# Work request
Scan the entries below for the word "handle" and copy every line in which it occurs.

Start of Data provided

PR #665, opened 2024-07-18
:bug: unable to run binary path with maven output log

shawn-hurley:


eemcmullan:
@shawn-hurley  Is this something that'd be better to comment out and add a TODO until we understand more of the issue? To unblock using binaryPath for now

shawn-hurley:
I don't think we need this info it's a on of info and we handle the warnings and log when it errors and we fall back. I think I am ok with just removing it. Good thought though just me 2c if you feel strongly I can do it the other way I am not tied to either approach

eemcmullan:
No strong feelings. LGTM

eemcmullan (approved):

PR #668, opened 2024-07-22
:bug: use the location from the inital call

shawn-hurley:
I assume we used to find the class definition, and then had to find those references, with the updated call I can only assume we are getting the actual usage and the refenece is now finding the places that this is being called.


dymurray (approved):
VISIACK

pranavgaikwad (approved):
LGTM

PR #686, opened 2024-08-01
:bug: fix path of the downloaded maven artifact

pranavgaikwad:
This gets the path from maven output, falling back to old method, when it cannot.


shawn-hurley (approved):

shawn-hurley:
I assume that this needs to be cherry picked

End of Data provided
Start of Data provided

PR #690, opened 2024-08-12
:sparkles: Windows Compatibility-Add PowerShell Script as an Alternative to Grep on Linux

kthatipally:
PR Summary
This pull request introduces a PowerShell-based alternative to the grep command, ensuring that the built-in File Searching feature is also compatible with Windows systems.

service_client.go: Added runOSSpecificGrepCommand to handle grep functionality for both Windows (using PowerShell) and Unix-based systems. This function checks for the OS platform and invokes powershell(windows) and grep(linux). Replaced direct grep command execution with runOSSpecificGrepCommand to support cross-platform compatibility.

End of Data provided

# Your response
I don't think we need this info it's a on of info and we handle the warnings and log when it errors and we fall back. I think I am ok with just removing it. Good thought though just me 2c if you feel strongly I can do it the other way I am not tied to either approach
service_client.go: Added runOSSpecificGrepCommand to handle grep functionality for both Windows (using PowerShell) and Unix-based systems. This function checks for the OS platform and invokes powershell(windows) and grep(linux). Replaced direct grep command execution with runOSSpecificGrepCommand to support cross-platform compatibility.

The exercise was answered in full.